Dear West Virginia University Faculty, Staff and Students:
As yesterday drew to a close, I sat in the quiet of my office in Stewart Hall watching the hurried scurrying of campus life outside my window. It occurred to me the contrast of activity paralleled the atmosphere I have observed over the past few weeks.
The issue of House Bill 2519 Campus Self-Defense Act, otherwise known as Campus Carry, is one that is deeply personal. And in the fast pace in which we live our lives, it is not uncommon to find ourselves entrenched in rhetoric and emotions.
But I ask that each of you pause for a moment of your own quiet. I ask that you sit still with your thoughts, your fears and your hopes. For it is in that moment of quiet reflection that we can begin to hear each other and come together to work toward solutions.

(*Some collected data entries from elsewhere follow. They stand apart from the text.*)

PR #2600, opened 2025-07-28
chore: add nginx service to docker-compose upgrade flow

ankitkhadria:
Docker upgrade flow to explicitly include the nginx service during restarts


knadh:
Hi @ankitkhadria. There is no `nginx` service in the official reference file: https://github.com/knadh/listmonk/blob/master/docker-compose.yml

Looks like this is specific to your setup.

Over the past two weeks I have read every letter and listened to every conversation with an open mind and heavy heart. I have received passionate and poignant letters from those who adamantly oppose this legislation. I also have received passionate and poignant letters from those who adamantly support this legislation. I treasure that we have a University family that is willing to stand up for their beliefs — but I carry the burden that our campus community is not speaking with one voice on this issue.
The University has been engaged and fighting this issue for a very long time – not just in the past two weeks. For the past three years, we have successfully defeated this legislation. We have defeated it through the work of administration, faculty, staff and student leadership. Perhaps, in hindsight, we should have shared the scars we bear so that all were more aware of the battle that has been fought.

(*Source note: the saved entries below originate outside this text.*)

PR #2614, opened 2025-08-05
Optimized Dockerfile and docker-compose.yml

yashsinghshiva:
Added a dedicated run.sh script for cleaner entrypoint handling. Also updated docker-compose.yml by adding a healthcheck for the database service and removing the unnecessary 'command' section from app definition.

### DIFF
--- a/docker-compose.yml
+++ b/docker-compose.yml
@@ -6,7 +6,7 @@ x-db-credentials: &db-credentials                             # Use the default 
 services:
   # listmonk app
   app:
-    image: yashsingh/listmonk-init:latest
+    image: listmonk/listmonk-init:latest
     container_name: listmonk_app
     restart: unless-stopped
     ports:


stcalica:
loving this cause the Dockerfile needs to be more "self-contained" and needs a better developer experience

docker-compose.yml
```diff
@@ -6,7 +6,7 @@ x-db-credentials: &db-credentials                             # Use the default
 services:
   # listmonk app
   app:
-    image: listmonk/listmonk:latest
+    image: listmonk/listmonk-init:latest
```
knadh, line 9: What is `listmonk-init`? That is a non-existent image.

Dockerfile
```diff
@@ -3,24 +3,21 @@ FROM alpine:latest
...
-
-# Copy the entrypoint script
+# Copy binaries and configs
+COPY listmonk run.sh config.toml config.toml.sample queries.sql schema.sql permissions.json ./
 COPY docker-entrypoint.sh /usr/local/bin/
 
-# Make the entrypoint script executable
-RUN chmod +x /usr/local/bin/docker-entrypoint.sh
+# Copy static assets
+COPY static/ ./static/
```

Therefore, to make any assertion that West Virginia University has no backbone or has not been a leader on this issue is an inaccurate assertion based on emotion rather than fact.

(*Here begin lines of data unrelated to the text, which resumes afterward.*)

PR #427, opened 2024-05-18
Set default-features = false for rustls

rukai:
Before releasing 0.22, I believe we should change how we depend on rustls.
Since rustls swapped to having multiple backends, we need to set `default-features = false` for rustls so that the user of tungstenite is free to choose the rustls backend.
This is particularly important since the new default backend for rustls does not build in many environments due to older version of gcc.
This PR needs to land before 0.22 since its a breaking change.

The `std` feature is enabled since it is [enabled by default](https://github.com/rustls/rustls/blob/4e2856b1fa4917a6a8c35c5c4aada1f5fd649cc5/rustls/Cargo.toml#L31) and required for tungstenite's rustls feature to compile at all

There is currently a PR open against tokio-tungstenite to do the same https://github.com/snapview/tokio-tungstenite/pull/332
But without this PR the tokio-tungstenite PR will have no effect.

### DIFF
--- a/Cargo.toml
+++ b/Cargo.toml
@@ -47,6 +47,8 @@ version = "0.2.3"
 
 [dependencies.rustls]
 optional = true
+default-features = false
+features = ["std"]
 version = "0.23.0"
 
 [dependencies.rustls-pki-types]


daniel-abramov (approved):
Thanks! Unfortunately I've missed this one for some reason and I've just released 0.22.0 and noticed this one afterwards. I could publish 0.23.0 though.

rukai:
That's unfortunate, our project won't be able to upgrade to 0.22 as is. up to you whether to release 0.23 now or later. We can continue running off a git dependency for a while longer if needed.

daniel-abramov:
Done! I'm also going to publish `tokio-tungstenite` 0.23.0 soon.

The fact is no matter where I have served, I have always argued for local control of any matter that relates to the University. It is always in the best interest to keep legislation from mandating the operations of an institution of higher learning.
This situation is no different. We want to be the masters of our destiny and in control of decisions affecting our campuses.
Let me be clear: West Virginia University has never stood silent on this matter or failed to engage in this debate. We have fought for three years in opposition in the halls and offices of our State Capitol.
Let me also be very clear that I fully support the current strategy to be emphatic that we prefer local control, but also to focus on the exemptions we will need to support and protect our campuses should this bill pass.
As your University president, I do not have the luxury of leading based on my personal beliefs. I do not have that luxury because I carry a grave responsibility — and that is the responsibility to keep our campuses safe.
Despite the actions we have taken in the past, the concerns we have raised, our preference for local control, and the opposition from many on this campus and across the State, House Bill 2519 passed the House of Delegates with a vote of 59-41. It has strong support in the Legislature.
In considering the best path forward, I must be realistic about the power of West Virginia University and others to stop this legislation. However, I am confident we are taking the correct measures to ensure we can implement a plan that provides additional protections and safeguards should the legislation move forward. Failing to fight for the exemptions to this legislation given its support would be irresponsible.
I take the safety of our campuses — and each of you — extremely seriously. As your leader, I have made an educated, informed decision. And I am further confident that should the bill pass, going forward we will come together to address specific concerns, implement the right precautions and do our very best to maintain an environment where everyone feels safe.
I realize not all will agree with the strategy — but I do ask for your respectful understanding of the position in which the University finds itself. You have the right to continue voicing your opinions to your elected officials and to me. I support your right to express your opinions here and in Charleston. I will continue to listen.
And I am hopeful that in your moment of quiet, you can find the path to reconcile your personal beliefs with the actions we must take. I hope that you will reflect that every action the University takes has been done only after great consideration. And I hope that you will see a future for West Virginia University that includes you as a thoughtful contributor to create solutions as we move forward.